Records provided -
- - - -
PR #737, opened 2024-07-24
Perf refactor

carlhoerberg:
use `WaitGroup` instead of `Channel(Nil)` and `puts` instead of many `print`

`lavinmqperf throughput -C 1000 -D 1000`


viktorerlingsson (approved):
LGTM 👍

PR #742, opened 2024-07-30
use correct chart config for axis label

kickster97:
use the correct syntax for chart.js config when adding y-axis labels, so now the label will actually render.

start LavinMQ and look at graphs


carlhoerberg:
Looks good!

PR #747, opened 2024-08-07
Abstract AMQP client, consumer, channel

kickster97:
Abstract the client, consumer, channel, amqp_connection classes into the AMQP namespace. This is to prepare our codebase for introducing multiple protocols (MQTT support, etc..) 

run specs


spuun (approved):

carlhoerberg:
We now lost all git blame history on these files :face_with_diagonal_mouth:

PR #748, opened 2024-08-08
Always use x-dead-letter-exchange when deliver a delayed message

spuun:
When an exchange is delayed it will create a queue and use message expiration and dead lettering for the delay. When a message is published to the exchange it will put the message in the "delay queue", and when the message is expired it will be republished to the message's exchange and the message is routed.

However, it's possible to publish messages to this queue via the default exchange and then the exchange field of the message is an empty string. This caused the message to be republished to the default exchange instead of the delayed exchange, resulting in the message looping between the queue and default exchange causing lavinmq to freeze.

This PR will make sure that the `x-dead-letter-exchange` argument for the queue is used when the messages is republished due to expiration.

Run specs

### DIFF
--- a/CHANGELOG.md
+++ b/CHANGELOG.md
@@ -15,6 +15,7 @@ and this project adheres to [Semantic Versioning](https://semver.org/spec/v2.0.0
 - Wait for followers to synchronize on shutdown of leader
 - Shovel the exact number of messages available on start if `delete-after=queue-length`, not more
 - Prevet a queue that's overflowing to consume too much resources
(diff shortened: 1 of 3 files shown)


kickster97 (approved):
nice :)

carlhoerberg:
Shouldnt we prevent publishing directly to that internal queue instead? That the default exchange cant route to the queue?

carlhoerberg:
This will cause a performance hit as the headers have to be parsed for each message twice. Not critical for this exchange type, but we should be aware of it.

spuun:
Yes, this is a "quick fix" and then we need to discuss how to limit internal queues.

spuun:
Btw, which header parsing are you referring too? `arguments`?

carlhoerberg:
That's much better!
- - - -
What the exercise asks -
Transcribe the data exactly.

Solution for this task -
PR #737, opened 2024-07-24
Perf refactor

carlhoerberg:
use `WaitGroup` instead of `Channel(Nil)` and `puts` instead of many `print`

`lavinmqperf throughput -C 1000 -D 1000`


viktorerlingsson (approved):
LGTM 👍

PR #742, opened 2024-07-30
use correct chart config for axis label

kickster97:
use the correct syntax for chart.js config when adding y-axis labels, so now the label will actually render.

start LavinMQ and look at graphs


carlhoerberg:
Looks good!

PR #747, opened 2024-08-07
Abstract AMQP client, consumer, channel

kickster97:
Abstract the client, consumer, channel, amqp_connection classes into the AMQP namespace. This is to prepare our codebase for introducing multiple protocols (MQTT support, etc..) 

run specs


spuun (approved):

carlhoerberg:
We now lost all git blame history on these files :face_with_diagonal_mouth:

PR #748, opened 2024-08-08
Always use x-dead-letter-exchange when deliver a delayed message

spuun:
When an exchange is delayed it will create a queue and use message expiration and dead lettering for the delay. When a message is published to the exchange it will put the message in the "delay queue", and when the message is expired it will be republished to the message's exchange and the message is routed.

However, it's possible to publish messages to this queue via the default exchange and then the exchange field of the message is an empty string. This caused the message to be republished to the default exchange instead of the delayed exchange, resulting in the message looping between the queue and default exchange causing lavinmq to freeze.

This PR will make sure that the `x-dead-letter-exchange` argument for the queue is used when the messages is republished due to expiration.

Run specs

### DIFF
--- a/CHANGELOG.md
+++ b/CHANGELOG.md
@@ -15,6 +15,7 @@ and this project adheres to [Semantic Versioning](https://semver.org/spec/v2.0.0
 - Wait for followers to synchronize on shutdown of leader
 - Shovel the exact number of messages available on start if `delete-after=queue-length`, not more
 - Prevet a queue that's overflowing to consume too much resources
(diff shortened: 1 of 3 files shown)


kickster97 (approved):
nice :)

carlhoerberg:
Shouldnt we prevent publishing directly to that internal queue instead? That the default exchange cant route to the queue?

carlhoerberg:
This will cause a performance hit as the headers have to be parsed for each message twice. Not critical for this exchange type, but we should be aware of it.

spuun:
Yes, this is a "quick fix" and then we need to discuss how to limit internal queues.

spuun:
Btw, which header parsing are you referring too? `arguments`?

carlhoerberg:
That's much better!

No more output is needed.